Warm tangy rice and the most tender, delicious  fish you ever tasted, with a hint of saltiness. This is a fascinating world, but  there are many things I don’t know. Like what exactly this is. Or this. And I can’t really describe  what is happening on my tongue.

So I silently respect the depth of this cuisine to which I can no longer see. What I do know is that each of  these is gorgeous in many ways. The delicate flavors, the elegant textures, the careful presentation will be  seared into my memory for life.

It’s as close to tradition  and perfection as you can get. The fact that this sushi has been made exactly  this way for over 200 years is really special. Every move, every cut has been  passed down for generations. Here I can connect with it through the food. On a personal level, this is important.

I was also lucky to share  the table with an expert. Henry not only translated but  filled in the knowledge gaps. Making it a history lesson  and food experience in one. I loved unlocking a new side of champagne  using the sake to loosen up my tastebuds.

It was great fun to experiment  with these two magical potions. In this traditional, quiet place,  I actually had a lot of fun. At times I felt like a fish out of water,  but still I was very comfortable here. Maybe because I knew I was in such good hands.

The result was a wonderful experience. And memories I will treasure for years.

34 Comments

  1. I've watched a lot of your videos now. And I can't help but feel underwhelmed after each of your reviews. Throwing out adjectives such as "it's beautiful" "the acidic is nice" and "it's really good" doesn't really do much for the understanding of the food. Couldn't you go more in depth surrounding the flavours, describe the textures more and how the plating/utensils affect the flavour profile. Maybe it is because english isn't your native language but you are very good at it and you sometimes do great reviews of food, but more often than not you fall back to the basics.

  2. Won't lie that ensemble you wore in the intro, should get you into any pretentious restaurant. No different than a guy with a helmet, safety vest, and clipboard could get you into any industrial facility without question 😂

  3. Whoa. He was really excited about this restaurant, so he spoke waaaaay too fast! Please slow down your speech just a bit. Your accent is VERY hard to understand. I’ve got to watch with the closed captions on.

  4. Why you take Nigiri (Food) with Left hand?? As you know in Southeast Asia Left hand is only use for wash your Ass after Poop!so.. Please use your Right Hand!!.

  5. Other than the reservation system, I find the lighting super sterile…No warmer hues? Strange.
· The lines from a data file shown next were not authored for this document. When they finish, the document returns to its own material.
PR #475, opened 2016-07-25
* Fixed error on downloading non-existing resourse

webfacebg:
Previously when you try to `fGetObject` which does not exist on the server  the app crashed with:

```
TypeError: old path must be a string at TypeError (native)
    at Object.fs.rename (fs.js:673:11)
    at rename (/source/minio.js:675:10)
```

This was caused by the fact that the `partFile` stays `null` if the download fails, then `fs` fails to rename the file.

### DIFF
--- a/src/main/minio.js
+++ b/src/main/minio.js
@@ -672,11 +672,8 @@ export default class Client {
 
     // Rename wrapper.
     var rename = () => {
-      if (partFile) {
-        fs.rename(partFile, filePath, cb)
-      } else {
-        cb(new Error('Object not downloaded'))
-      }
+      if (err) return cb(err)
+      fs.rename(partFile, filePath, cb)
     }
 
     async.waterfall([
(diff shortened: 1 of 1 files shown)


src/main/minio.js
```diff
@@ -672,7 +672,11 @@ export default class Client {
 
     // Rename wrapper.
     var rename = () => {
-      fs.rename(partFile, filePath, cb)
+      if (partFile) {
+        fs.rename(partFile, filePath, cb)
+      } else {
+        cb(new Error('Object not downloaded'))
+      }
```
krishnasrinivas: @webfacebg thanks for the patch!
better way will be to handle `error`:
```
var rename = err => {
    if (err) return cb(err)
    fs.rename(partFile, filePath, cb)
}
```
can you resubmit the patch?

webfacebg: Done.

  6. actually so pleasantly surprised by the quality of this video and the clear depth of effort. the pronunciations, the digging beyond western michelin guides, not orientalizing japanese culture while still highlighting unique aspects, just all around amazing video. way better than any ive seen in this genre

  7. If you are American, do not smell like a hospital. My Japanese friend told me that some Americans go to far with smells from things very strong deoderants and antibacterial soaps that can make Japanese people sick.

  8. Looks incredible. Anyone who lives in philly who likes this kinda stuff go to royal izakaya and try omakase

  9. Love this channel , hope someday you will visit and do a episode of The Librije in Zwolle the Netherlands!

  10. Great content as always. Maybe you consider visiting Germany again. You could visit Victors Fine Dining by Christian Bau (3 stars)

  11. I just had my first shift as a professional Sushi Chef in Chicago yesterday. I wish we had real wasabi at work, and I wish we didn't use so much frozen fish (it's hard to get fresh ocean fish in the Midwest)! But the job is still fun as hell and I'm improving rapidly. I'd love to visit Tokyo someday and see Sugita-san's incredible work myself!

  12. l started making nigiri years ago as it's ridiculously expensive here. I only wish l had a tiny bit of Chef Sugita's skill… That looked to be the most exquisite meal.